Common pitfalls and failure modes
Several recurring issues affect how RUN and IDLE influence KPIs:
- State flapping: Rapid oscillation between RUN and IDLE due to noisy signals or misconfigured thresholds can inflate downtime and distort NPT. Debounce logic or minimum-duration rules are often needed.
- Missing transitions: Communication drops between PLCs, SCADA, and MES can create gaps. Some systems backfill based on last known state, which may artificially extend RUN or IDLE durations.
- Ambiguous IDLE: If IDLE is used for every non-running condition, root cause analysis is impossible. Breaking it into sub-codes (e.g. waiting for material, waiting for QA, waiting for setup) is important for actionable KPIs.
- Inconsistent planned/unplanned logic: If some teams mark changeover as planned stop and others treat it as downtime, cross-site comparisons of OEE and utilization are unreliable.
- Lack of traceability: When mapping logic or meanings of states change without version control, historical KPI trends are difficult to defend during audits or management reviews.

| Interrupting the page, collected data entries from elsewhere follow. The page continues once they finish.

PR #6145, opened 2019-10-31
gatewaytest: test helper

jburel:
handle py2 and py3
``omero_type`` is not really helping anymore for long/int case

Adjust the tests to check both cases py2 and py3 
This should fix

Practical steps to use RUN/IDLE states reliably
To make equipment-state-based KPIs credible in regulated operations:
- Document clear definitions for RUN, IDLE, and other states in a standard reference, separate from individual vendor manuals.
- Implement and maintain a mapping from raw machine/PLC codes to KPI categories with formal change control and review.
- Validate state capture and KPI calculations against known scenarios (e.g. timed test runs, shadow logging) before relying on them for improvement initiatives or audit evidence.
- Regularly review outliers and anomalies where production counts and state-based times appear inconsistent.
- Train operators and maintenance on when and how state overrides or manual entries are allowed, and log those changes for traceability.
With these controls in place, RUN and IDLE become more than simple status flags; they are structured inputs that can support defensible, plant-wide KPIs in complex, mixed-system environments.